Have you asked a locksmith/key service? Some use a laser engraver to label locking system keys or for decoration.


----------



## Creative1 (Apr 11, 2021)

I have a 3D printer that also does laser printing (not laser cutting, tho)  I also have bars of soap.  Maybe I'll give this a test try!  I just haven't quite learned how to clean up the image so it burns as different intensities to make an interesting image.  I'm wondering if it would just burn the fat that is left in the soap.  I have tried printing on cork and paper. Should be interesting  I'll ask the folks on the Mega Pro 3D printer group I belong to and see if any of them have tried this.


----------



## Professor Bernardo (Apr 11, 2021)

I believe the heat from the laser beam will merely melt and puddle the soap, not creating smooth, sharp lines in the soap.
In addition, the potential for nasty fumes in another item to consider.


----------



## ResolvableOwl (Apr 11, 2021)

Laser cutters don't “burn” material, they literally vapourise it. Look at some laser-cut acrylic, no trace of charring. Wood is an exception since the wood vapours are flammable and decompose into similar molecule fragments as with smouldering, that's why it smokes and smells like fire, but it isn't. Soap is probably somewhere in between. At short enough laser pulses (“low intensity”), the soap should vapourise just a bit and leave little fumes wafting around that could burn/turn black.



Creative1 said:


> I have a 3D printer that also does laser printing


Never heard of that, but it sounds probably fun! Definitely worth a try, particularly when you have one.


----------



## Professor Bernardo (Apr 11, 2021)

ResolvableOwl said:


> Laser cutters don't “burn” material, they literally vapourise it. Look at some laser-cut acrylic, no trace of charring. Wood is an exception since the wood vapours are flammable and decompose into similar molecule fragments as with smouldering, that's why it smokes and smells like fire, but it isn't. Soap is probably somewhere in between. At short enough laser pulses (“low intensity”), the soap should vapourise just a bit and leave little fumes wafting around that could burn/turn black.
> 
> 
> Never heard of that, but it sounds probably fun! Definitely worth a try, particularly when you have one.


IT was just me thinking out loud via the interweb...


----------



## TheGecko (Apr 11, 2021)

That's not printing...it's a rubber stamp with white ink.


----------



## Zany_in_CO (Apr 12, 2021)

TheGecko said:


> That's not printing...it's a rubber stamp with white ink.

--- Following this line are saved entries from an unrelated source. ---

PR #489, opened 2021-07-06
feat: add support for Etag headers on reads

### LINKED ISSUE #451: Support ETag headers
Split from [this issue](https://github.com/googleapis/python-storage/issues/30#issuecomment-800003630).

Requesting support for `If-Match`/`If-None-Match` headers for GCS via the Python client library.

My use case:
My API is a thin layer over GCS (for storing profile images), and I only want to actually read the image data and serve it to the client if the actual content is different from their cache. They will specify an `If-None-Match` header to my API (as they won't know anything about GCS or generation numbers, kind of the point), so I just need to essentially pass this along to GCS. I don't want to either do the extra round tripping of reading the current file to check the ETag and then use the generation number from that in a subsequent request, or not use the client library.

daniellehanks:
Support conditional requests based on ETag for read operations (`reload`, `exists`, `download_*`). My own testing seems to indicate that the JSON API does not support ETag If-Match/If-None-Match headers on modify requests (`patch`, `delete`, etc.), please correct me if I am mistaken.

This part two of #451. Part one in https://github.com/googleapis/python-storage/pull/488.
Fixes #451 🦕

### DIFF
--- a/docs/generation_metageneration.rst
+++ b/docs/generation_metageneration.rst
@@ -17,7 +17,10 @@ Concepts
 ETag
 ::::::::::::::
 
-An ETag is returned as part of the response header whenever a resource is returned, as well as included in the resource itself. Users should make no assumptions about the value used in an ETag except that it changes whenever the underlying data changes, per the
+An ETag is returned as part of the response header whenever a resource is
+returned, as well as included in the resource itself. Users should make no
+assumptions about the value used in an ETag except that it changes whenever the
+underlying data changes, per the
 `specification <https://tools.ietf.org/html/rfc7232#section-2.3>`_
 
 The ``ETag`` attribute is set by the GCS back-end, and is read-only in the
--- a/docs/generation_metageneration.rst
+++ b/docs/generation_metageneration.rst
@@ -1,16 +1,27 @@
-Conditional Requests Via Generation / Metageneration Preconditions
-==================================================================
+Conditional Requests Via ETag / Generation / Metageneration Preconditions
+=========================================================================
 
 Preconditions tell Cloud Storage to only perform a request if the
-:ref:`generation <concept-generation>` or
+:ref:`ETag <concept-etag>`, :ref:`generation <concept-generation>`, or
 :ref:`metageneration <concept-metageneration>` number of the affected object
-meets your precondition criteria. These checks of the generation and
+meets your precondition criteria. These checks of the ETag, generation, and
 metageneration numbers ensure that the object is in the expected state,
 allowing you to perform safe read-modify-write updates and conditional
 operations on objects
 
 Concepts
 --------
+
+.. _concept-etag:
+
+ETag
+::::::::::::::
+
+An ETag is returned as part of the response header whenever a resource is returned, as well as included in the resource itself. Users should make no assumptions about the value used in an ETag except that it changes whenever the underlying data changes, per the
+`specification <https://tools.ietf.org/html/rfc7232#section-2.3>`_
+
+The ``ETag`` attribute is set by the GCS back-end, and is read-only in the
+client library.
 
 .. _concept-metageneration:
 
@@ -58,6 +69,32 @@ See also
 
 Conditional Parameters
 ----------------------
+
+.. _using-if-etag-match:
+
+Using ``if_etag_match``
+:::::::::::::::::::::::::::::
+
+Passing the ``if_etag_match`` parameter to a method which retrieves a
+blob resource (e.g.,
+:meth:`Blob.reload <google.cloud.storage.blob.Blob.reload>`)
+makes the operation conditional on whether the blob's current ``ETag`` matches
+the given value. This parameter is not supported for modification (e.g.,
+:meth:`Blob.update <google.cloud.storage.blob.Blob.update>`).
+
+
+.. _using-if-etag-not-match:
+
+Using ``if_etag_not_match``
+:::::::::::::::::::::::::::::
+
+Passing the ``if_etag_not_match`` parameter to a method which retrieves a
+blob resource (e.g.,
+:meth:`Blob.reload <google.cloud.storage.blob.Blob.reload>`)
+makes the operation conditional on whether the blob's current ``ETag`` matches
+the given value. This parameter is not supported for modification (e.g.,
+:meth:`Blob.update <google.cloud.storage.blob.Blob.update>`).
+
 
 .. _using-if-generation-match:
 
--- a/google/cloud/storage/_helpers.py
+++ b/google/cloud/storage/_helpers.py
@@ -34,6 +34,12 @@ STORAGE_EMULATOR_ENV_VAR = "STORAGE_EMULATOR_HOST"
 
 _DEFAULT_STORAGE_HOST = u"https://storage.googleapis.com"
 
+# etag match parameters in snake case and equivalent header
+_ETAG_MATCH_PARAMETERS = (
+    ("if_etag_match", "If-Match"),
+    ("if_etag_not_match", "If-None-Match"),
+)
+
 # generation match parameters in camel and snake cases
 _GENERATION_MATCH_PARAMETERS = (
     ("if_generation_match", "ifGenerationMatch"),
@@ -384,8 +390,7 @@ class _PropertyMixin(object):
 
 
 def _scalar_property(fieldname):
-    """Create a property descriptor around the :class:`_PropertyMixin` helpers.
-    """
+    """Create a property descriptor around the :class:`_PropertyMixin` helpers."""
 
     def _getter(self):
         """Scalar property getter."""
@@ -447,6 +452,29 @@ def _convert_to_timestamp(value):
     utc_naive = value.replace(tzinfo=None) - value.utcoffset()
     mtime = (utc_naive - datetime(1970, 1, 1)).total_seconds()
     return mtime
+
+
+def _add_etag_match_headers(headers, **match_parameters):
+    """Add generation match parameters into the given parameters list.
+
+    :type headers: dict
+    :param headers: Headers dict.
+
+    :type match_parameters: dict
+    :param match_parameters: if*etag*match parameters to add.
+
+    :raises: :exc:`ValueError` if ``parameters`` is not a ``dict()``.
+    """
+    if not isinstance(headers, dict):
+        raise ValueError("`headers` argument should be a dict() or a list().")
+
+    for snakecase_name, header_name in _ETAG_MATCH_PARAMETERS:
+        value = match_parameters.get(snakecase_name)
+
+        if value is not None:
+            if isinstance(value, str):
+                value = [value]
+            headers[header_name] = ", ".join(value)
 
 
 def _add_generation_match_parameters(parameters, **match_parameters):
--- a/google/cloud/storage/_helpers.py
+++ b/google/cloud/storage/_helpers.py
@@ -153,6 +153,8 @@ class _PropertyMixin(object):
         self,
         client=None,
         projection="noAcl",
+        if_etag_match=None,
+        if_etag_not_match=None,
         if_generation_match=None,
         if_generation_not_match=None,
         if_metageneration_match=None,
@@ -173,6 +175,12 @@ class _PropertyMixin(object):
         :param projection: (Optional) If used, must be 'full' or 'noAcl'.
                            Defaults to ``'noAcl'``. Specifies the set of
                            properties to return.
+
+        :type if_etag_match: Union[str, Set[str]]
+        :param if_etag_match: (Optional) See :ref:`using-if-etag-match`
+
+        :type if_etag_not_match: Union[str, Set[str]])
+        :param if_etag_not_match: (Optional) See :ref:`using-if-etag-not-match`
 
         :type if_generation_match: long
         :param if_generation_match:
@@ -211,10 +219,14 @@ class _PropertyMixin(object):
             if_metageneration_match=if_metageneration_match,
             if_metageneration_not_match=if_metageneration_not_match,
         )
+        headers = self._encryption_headers()
+        _add_etag_match_headers(
+            headers, if_etag_match=if_etag_match, if_etag_not_match=if_etag_not_match
+        )
         api_response = client._get_resource(
             self.path,
             query_params=query_params,
-            headers=self._encryption_headers(),
+            headers=headers,
             timeout=timeout,
             retry=retry,
             _target_object=self,
--- a/google/cloud/storage/_helpers.py
+++ b/google/cloud/storage/_helpers.py
@@ -474,12 +474,7 @@ def _add_etag_match_headers(headers, **match_parameters):
 
     :type match_parameters: dict
     :param match_parameters: if*etag*match parameters to add.
-
-    :raises: :exc:`ValueError` if ``parameters`` is not a ``dict()``.
     """
-    if not isinstance(headers, dict):
-        raise ValueError("`headers` argument should be a dict() or a list().")
-
     for snakecase_name, header_name in _ETAG_MATCH_PARAMETERS:
         value = match_parameters.get(snakecase_name)
 
--- a/google/cloud/storage/_helpers.py
+++ b/google/cloud/storage/_helpers.py
@@ -22,6 +22,7 @@ from hashlib import md5
 from datetime import datetime
 import os
 
+from six import string_types
 from six.moves.urllib.parse import urlsplit
 from google import resumable_media
 from google.cloud.storage.constants import _DEFAULT_TIMEOUT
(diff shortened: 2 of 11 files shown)


google/cloud/storage/_helpers.py
```diff
@@ -147,6 +153,8 @@ def reload(
         self,
         client=None,
         projection="noAcl",
+        if_etag_match=None,
```
daniellehanks, line 156: Question: How strict is the semver? Do I need to add new parameters to the end so as not to break parameter ordering for users who do not specify keys but instead rely on position?

google/cloud/storage/_helpers.py
```diff
@@ -449,6 +466,29 @@ def _convert_to_timestamp(value):
...
+    :param headers: Headers dict.
+
+    :type match_parameters: dict
+    :param match_parameters: if*etag*match parameters to add.
+
+    :raises: :exc:`ValueError` if ``parameters`` is not a ``dict()``.
+    """
+    if not isinstance(headers, dict):
+        raise ValueError("`headers` argument should be a dict() or a list().")
+
```
tseaver, line 482: Since this is a private helper, we can avoid this check.
```suggestion
```

google/cloud/storage/blob.py
```diff
@@ -692,12 +703,21 @@ def exists(
...
             if_metageneration_not_match=if_metageneration_not_match,
         )
+
+        headers = {}
+        _add_etag_match_headers(
+            headers, if_etag_match=if_etag_match, if_etag_not_match=if_etag_not_match
+        )
+        if not headers:
+            headers = None
+
```
tseaver, line 713: No harm passing the empty dict here:
```suggestion
```

google/cloud/storage/bucket.py
```diff
@@ -798,12 +809,21 @@ def exists(
...
             if_metageneration_not_match=if_metageneration_not_match,
         )
+
+        headers = {}
+        _add_etag_match_headers(
+            headers, if_etag_match=if_etag_match, if_etag_not_match=if_etag_not_match
+        )
+        if not headers:
+            headers = None
+
```
tseaver, line 819: Likewise here:

```suggestion
```

tests/unit/test__helpers.py
```diff
@@ -521,6 +554,39 @@ def read(self, block_size):
...
+        headers = {"foo": "bar"}
+        self._call_fut(headers, if_etag_match=ETAGS)
+        self.assertEqual(headers, EXPECTED_HEADERS)
+
+    def test_add_generation_match_parameters_headers_not_dict(self):
+        ETAG = "kittens"
+        headers = 42
+        with self.assertRaises(ValueError):
+            self._call_fut(headers, if_etag_match=ETAG)
+
```
tseaver, line 588: Per above, drop this test.

```suggestion
```

tests/unit/test_blob.py
```diff
@@ -705,6 +705,7 @@ def test_exists_miss_w_defaults(self):
         client._get_resource.assert_called_once_with(
             blob.path,
             query_params=expected_query_params,
+            headers=None,
```
tseaver, line 708: Empty dict, here and below (define `expected_headers` above):

```suggestion
            headers=expected_headers,
```

tests/unit/test_client.py
```diff
@@ -1502,6 +1529,12 @@ def _download_blob_to_file_helper(
             expected_retry = None
 
         headers = {"accept-encoding": "gzip"}
+        _helpers._add_etag_match_headers(
+            headers,
+            if_etag_match=extra_kwargs.get("if_etag_match"),
+            if_etag_not_match=extra_kwargs.get("if_etag_not_match"),
+        )
+
```
tseaver, line 1537: This would be clearer if we just assembled the values directly, rather than using the helper:

```suggestion
        if_etag_match = extra_kwargs.get("if_etag_match")
        if if_etag_match is not None:
            headers["If-Match"] = if_etag_match
        if_etag_not_match = extra_kwargs.get("if_not_etag_match")
        if if_etag_not_match is not None:
            headers["If-None-Match"] = if_etag_not_match
```

tseaver (changes requested):
Thanks very much for the patch!

daniellehanks:
> Thanks very much for the patch!

Appreciate the preview review so I can address requested changes before writing system tests.

google/cloud/storage/_helpers.py
daniellehanks: Excellent.

google/cloud/storage/_helpers.py
daniellehanks: Then why does `_add_generation_match_parameters` have a check? I was just being consistent with that.

google/cloud/storage/blob.py
daniellehanks: Cool, I didn't know if downstream was tolerant to that. Will remove all of these.

tests/unit/test_client.py
daniellehanks: Lol, that's originally what I had before I needed to copy/paste the logic into a 3rd place and ended up refactoring out into the helper. Understand the desire for DAMP tests though, so will revert this instance.

google/cloud/storage/_helpers.py
tseaver: Very good question!  The answer lies back in the mists of time, and my memory might be faulty, even with the help of `git log` and `git blame`.  `_add_generation_match_parameters` is used to add values to query parameters for a URL (versus headers here).  IIRC, in one specific case (the download URL with no `mediaLink` set), the order of parameters apparently mattered (at least, it used to) and so the function had to take *either* a `dict` or a `list`.  I don't recall why we didn't use a `collections.OrderedDict` there:  maybe we were still supporting Python 2.6 back then, and it  wasn't available.

At any rate, I'd prefer to "duck type" where possible.

daniellehanks: Sure, I don't particularly care about why it had to take both a list and dict, memories fade over time :D. I guess it makes sense to have a check in `_add_generation_match_parameters` because otherwise the function would just silently fail if there were no else block. `_add_etag_match_headers` will naturally raise a TypeError when trying to set a value if it isn't a dict (or dict like enough). Is that what you're getting at?

docs/generation_metageneration.rst
```diff
@@ -1,17 +1,28 @@
...
 
 Concepts
 --------
 
+.. _concept-etag:
+
+ETag
+::::::::::::::
+
+An ETag is returned as part of the response header whenever a resource is returned, as well as included in the resource itself. Users should make no assumptions about the value used in an ETag except that it changes whenever the underlying data changes, per the
```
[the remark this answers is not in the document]
daniellehanks: Haha, I didn't even notice that since my editor wraps at 80. Looks like the rest of the file uses 80.

google/cloud/storage/_helpers.py
daniellehanks: Check removed. I also removed the raises from the docstring, even though it can still raise TypeError, because of [this from the style guide](https://google.github.io/styleguide/pyguide.html#doc-function-raises):
>You should not document exceptions that get raised if the API specified in the docstring is violated (because this would paradoxically make behavior under violation of the API part of the API).

tests/unit/test_client.py
daniellehanks: It is slightly more complex than the suggestion because of str and list.

daniellehanks:
PR feedback addressed. Still need to add system tests. Hoping to find some time tonight.

google/cloud/storage/_helpers.py
```diff
@@ -34,6 +34,12 @@
 
 _DEFAULT_STORAGE_HOST = u"https://storage.googleapis.com"
 
+# etag match parameters in snake case and equivalent header
+_ETAG_MATCH_PARAMETERS = (
+    ("if_etag_match", "If-Match"),
+    ("if_etag_not_match", "If-None-Match"),
```
daniellehanks, line 40: I went with "not_match" for the parameter name even though the header is "none-match" to align with the generation parameter names. Really all the HTTP stuff is an implementation detail to most users of this SDK.

google/cloud/storage/_helpers.py
```diff
@@ -449,6 +466,24 @@ def _convert_to_timestamp(value):
...
+    :type match_parameters: dict
+    :param match_parameters: if*etag*match parameters to add.
+    """
+    for snakecase_name, header_name in _ETAG_MATCH_PARAMETERS:
+        value = match_parameters.get(snakecase_name)
+
+        if value is not None:
+            if isinstance(value, str):
+                value = [value]
+            headers[header_name] = ", ".join(value)
```
daniellehanks, line 484: It seems to me (though I'm not a spec expert) that the GCS API isn't following spec putting quotes around the etag values. E.g. `If-None-Match: COKaz4vVzfECEAE=` works as intended but `If-None-Match: "COKaz4vVzfECEAE="` does not. That said, the response header is also not quoted as it apparently should be `etag: COKaz4vVzfECEAE=` vs expected `etag: "COKaz4vVzfECEAE="`. Referencing [this](https://developer.mozilla.org/en-US/docs/Web/HTTP/Headers/ETag) and [this](https://stackoverflow.com/questions/6719214/syntax-for-etag).

daniellehanks: Hmm, maybe its just the display layers or something (using Chrome dev tools and curl). Wikipedia does the same thing.

daniellehanks: microsoft.com has it quoted 🤔

daniellehanks:
I added two system tests. The first for the client as requested. The second for blob crud modeled after generation crud (but without write operations). There wasn't an existing system test for bucket metageneration stuff, so I didn't add one there for etags. Please let me know if there are any other tests you would like to see added.

I'm removing draft status as this PR is now complete from my perspective.

google/cloud/storage/_helpers.py
tseaver: Yes, that is exactly what I meant.

google/cloud/storage/_helpers.py
tseaver: Following the generation / metageneration pattern seems right to me as well.

google/cloud/storage/_helpers.py
tseaver: RFC 7232 is the actual authoritative spec for conditional HTTP requests: [`If-Match`](https://datatracker.ietf.org/doc/html/rfc7232#section-3.1) and [`If-None-Match`](https://datatracker.ietf.org/doc/html/rfc7232#section-3.2).  The [Collected ABNF appendix](https://datatracker.ietf.org/doc/html/rfc7232#appendix-C) does indeed seem to require the double quote.

The [GCS docs for the ETag header](https://cloud.google.com/storage/docs/json_api/v1/parameters#etag) show the quotes as well.

tests/system/test_client.py
```diff
@@ -102,3 +102,41 @@ def test_download_blob_to_file_w_uri(
...
+                    file_obj,
+                    if_etag_not_match=blob.etag,
+                )
+
+            with pytest.raises(exceptions.PreconditionFailed):
+                storage_client.download_blob_to_file(
+                    "gs://" + shared_bucket.name + "/" + filename,
+                    file_obj,
+                    if_etag_match="kittens",
+                )
```
tseaver, line 130: Because they share the same `file_obj`, the two successfull cases actually end up concatenating the payload twice, which is odd.  I think it would be better to split the four cases apart, using separate buffers for each:  since we are passing a file object, and not a filename, we can create `io.BytesIO` instances.  For the two cases which succeed, we can then assert that `buffer.getvalue() matches the expected payload.

tests/system/test_blob.py
```diff
@@ -235,6 +235,52 @@ def test_blob_crud_w_user_project(
...
+
+    info = file_data["simple"]
+    with open(info["path"], mode="rb") as to_read:
+        payload = to_read.read()
+
+    blob.upload_from_filename(info["path"])
+    blobs_to_delete.append(blob)
+    etag = blob.etag
+
+    blob = shared_bucket.blob("SmallFile")
```
tseaver, line 253: Please use a different name for the blob used to populate the bucket and the one used for testing the APIs passing ETags.

tests/system/test_blob.py
```diff
@@ -235,6 +235,52 @@ def test_blob_crud_w_user_project(
...
+    assert blob.exists(if_etag_not_match=wrong_etag)
+
+    with pytest.raises(exceptions.PreconditionFailed):
+        blob.reload(if_etag_match=wrong_etag)
+
+    with pytest.raises(exceptions.NotModified):
+        blob.reload(if_etag_not_match=etag)
+
+    blob.reload(if_etag_match=etag)
+    blob.reload(if_etag_not_match=wrong_etag)
```
tseaver, line 272: For cases with no assertable side effect, please add a comment, `  # no raise`.

tseaver (changes requested):
Thanks for the thoroughness of the systests you added!

google/cloud/storage/_helpers.py
daniellehanks: Yep, all the examples in the spec are also quoted. Fun times. Definitely out of scope for this PR. Just wanted to call it out. I would think the etag itself should have the quotes (i.e. `blob.etag = '"Csdlei="'`), so then this code would still function correctly. Of course getting etags quoted would be a far larger change spanning the backend, possibly ESF, and probably a fair amount of Hyrum's law.

It just stood out to me because I ran into a similar problem implementing the UI for BigQuery, which also doesn't follow the etag spec. In the end it meant we couldn't cache tables in the UI. But we also couldn't change the API without risking breaking clients. I'll leave it up to you if you want to file an internal ticket for that.

tests/system/test_client.py
daniellehanks: Yes, I did realize that but didn't really care since I wasn't checking the contents (as there are already tests that cover that). Will change as you suggest though. I'm assuming "split the four cases apart" doesn't mean to actually break them into four separate tests, as there is overhead to create the blob and such. If you do want that just let me know.

tests/system/test_blob.py
daniellehanks: I'm not sure I understand what you're asking for. The blob on this line has to use the same name as the one at the top of the test. I just have to reset the blob to clear out the metadata. Well, I guess I don't _have_ to. And if I do I should probably do it before each exists/reload/download call. Or I could just remove this line altogether.

daniellehanks:
FYI I ran the system tests for 2.7 and caught a bug in the etag helper (instance check for str doesn't work for unicode type in 2.7) that the unit tests didn't catch (because they don't round trip the etag). Fixed by using `six.string_types`.

tests/system/test_client.py
tseaver: One testcase function is still fine here -- we can just create new buffers for each of the four invocations.

google/cloud/storage/_helpers.py
tseaver: Effectively we're stuck with the as-implemented back-end.  @frankyn, @andrewsg, @tswast I'll leave it to y'all to open a ticket on the back-end (if one isn't there already) for the out-of-spec behavior.

tests/system/test_blob.py
tseaver: Not a different blob name (`"SmallFile"`), but a different *variable* name, e.g. `blob` and `other_blob` or some such, to make it clear that we are starting from scratch.

daniellehanks: Ah, will do.

tseaver (approved):

tseaver:
@googlebot I consent.

tests/system/test_client.py
```diff
@@ -102,3 +103,45 @@ def test_download_blob_to_file_w_uri(
...
+        buffer,
+        if_etag_not_match="kittens",
+    )
+    assert buffer.getvalue() == payload
+
+    buffer = io.BytesIO()
+    storage_client.download_blob_to_file(
+        "gs://" + shared_bucket.name + "/" + filename,
+        buffer,
+        if_etag_match=blob.etag,
```
tseaver: Ugh, the de-dent shortened this part just enough that `black` decided to pull it all onto one line.  I pushed a commit fixing it (6b3b6ab).

tests/unit/test_client.py
```diff
@@ -28,6 +29,7 @@
 from google.oauth2.service_account import Credentials
 from . import _read_local_json
 
+from google.cloud.storage import _helpers
```
tseaver, line 32: No longer used:
```suggestion
```

tseaver (changes requested):

tseaver (approved):

tseaver:
Thanks, again, @daniellehanks for your effort!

Ya know? I was wondering if it was a stamp too. I can't imagine laser printing directly on soap.


----------



## ResolvableOwl (Apr 12, 2021)

Laser Engraving Soap with an Epilog Laser System
					

Laser engrave soap with custom designs with a laser system from Epilog.




					www.epiloglaser.ca
				




The original photos probably being stamps is a bad excuse for not trying to laser engrave soaps.


----------



## romangoat (Apr 15, 2021)

The original photos are laser engraved, not stamped. I ran across this creator on Instagram a couple weeks back, and also became really interested in the idea. 

She tries to keep it a bit secretive now as to how she does her labels, it seems, but if you go back far enough and look at enough comments you can see where she has told people it is etched on. She also says printed sometimes, but I would assume she uses the same laser engraver that she uses for her apothecary jars, because the labels are more or less identical. 

Either way, I would also love to figure out how to do this. It would cut down on so much packaging.


----------



## paradisi (Apr 16, 2021)

I wonder what the FDA would have to say about disappearing contact and ingredients information?


----------



## Misschief (Apr 16, 2021)

paradisi said:


> I wonder what the FDA would have to say about disappearing contact and ingredients information?


When soaps are labelled, how many people keep the labels? Usually, they're removed and thrown into the garbage. What's the difference, really?



romangoat said:


> The original photos are laser engraved, not stamped. I ran across this creator on Instagram a couple weeks back, and also became really interested in the idea.
> 
> She tries to keep it a bit secretive now as to how she does her labels, it seems, but if you go back far enough and look at enough comments you can see where she has told people it is etched on. She also says printed sometimes, but I would assume she uses the same laser engraver that she uses for her apothecary jars, because the labels are more or less identical.
> 
> Either way, I would also love to figure out how to do this. It would cut down on so much packaging.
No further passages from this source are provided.